If what you need is passive week-by-week content and a tracker, Daddy Up is genuinely good and you should use it. If you want doctor-written articles, The Big Daddy is worth your time. But if the core thing you want is an intelligent companion for the moments that actually matter — reading a result, not knowing whether to go to the hospital, trying to understand what just happened in the scan — Dadly is the only option in this category that does it.
The verdict
Most expecting dads don't need a single perfect app — they need the right tool for the right moment. Passive week-by-week content, Daddy Up. Medical credibility in article form, The Big Daddy. Couples connection, HiDaddy. Comprehensive reference, BabyCenter.
For the moments that actually matter — the unexpected result, the 2am question, the thing you don't know whether to be worried about — you need something that can think with you rather than just show you pre-written articles. That's what Dadly was built for.
If you're wondering what the 2am experience of using AI during pregnancy actually looks like in practice, the piece on asking AI every question during my partner's pregnancy covers a full year of it — the scan results, the 3am conversations, what helped and what didn't.

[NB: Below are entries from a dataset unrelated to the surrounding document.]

PR #2010, opened 2024-03-18
GT update readme for dependency inversion

levieggertcru:
Hey @rachaelblue made some updates to the ReadMe (https://github.com/CruGlobal/godtools-swift/tree/GT-update-readme-for-dependency-inversion) for dependency inversion.  I will need to add a little more to the folder structuring again and will create a ticket for that.
Let me know if anything doesn't make sense or anything I can include.


README.md
```diff
@@ -11,168 +13,170 @@ GodTools
...
+#### Conventions
 
-UseCase Best Practices:
+- [Classes](#classes)
+- [Project Folder Structure](#project-folder-structure)
 
-- Should have a single exposed method (public, internal) that takes zero or more inputs and produces a single output that is an AnyPublisher. 
-- UseCases can have private methods, however, as we move to dependency inversion I think private methods will become less and less.
-- Inputs should not be publisher types. Instead the ViewModel should react to changes which then triggers the UseCase.
-- Should not depend on UseCases. If specific Output from a UseCase is needed, instead inject that Output as an Input from the ViewModel.
```
rachaelblue, line 129: This line is a little confusing.  Maybe "If specific Output from a _different_ UseCase is needed,  ..."

README.md
```diff
@@ -11,168 +13,170 @@ GodTools
...
-- Should depend only on interfaces. Most of the time we depend on some type of Repository Interface where a Repository is simply a data storage and data access.
-- Would prefer that UseCases return a non Swift type and instead some type of DomainModel that encapsulates attributes related to the business requirements.
+##### Classes
 
-Responsibilities:
+- Class / Struct attributes should always be declared with the type.
+- Class level attributes should also be grouped by constant vs instance as well as by access level and mutability. Where constants are at the top and grouped by private first, then internal, then public.  Instance variables follow constants and are grouped by private first, then internal, then public.
```
rachaelblue, line 142: It might be helpful to have a screenshot of grouped attributes as an example.  It makes sense, but I think it's clearer in a picture than reading (or accidentally misreading) a list of the ordering.

rachaelblue (commented):
This is great to have in here.  Thanks @levieggertcru!

README.md
levieggertcru: Thanks @rachaelblue for the feedback.  I will be updating these areas.

levieggertcru: Hey @rachaelblue just updated both of those areas.  Please let me know if you have any additional comments or concerns or suggestions. 
For the attribute grouping I don't want to get too nit picky in this area.  Just as long as we have some consistency that is close to what is outlined in the ReadMe.  The main idea is that code is consistent which can be helpful when viewing other people's code in a project.  
I also realize there may be cases for attributes that aren't outlined in the ReadMe, example fileprivate and more special attributes such as Binding, State, etc.  As long as we hit the 3 main groupings static, instance, special, and from there do the best we can to fill in the inner groupings.

ReadMeAssets/attribute_grouping.png
rachaelblue, line 1: This is helpful to see it like this.  Thanks!

rachaelblue (approved):
Looks great, thanks for doing this @levieggertcru!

If the anxiety of pregnancy is part of what's driving you toward an app — the sense that you need something to help you hold this — the piece on paternal anxiety during pregnancy names what a lot of dads are feeling and don't have words for. And if you're at the stage where scan results are coming thick and fast, the 20-week anatomy scan guide for dads explains everything you'll see and what to do with the information.
The best app for you is the one that helps when it matters most — not just when things are going fine.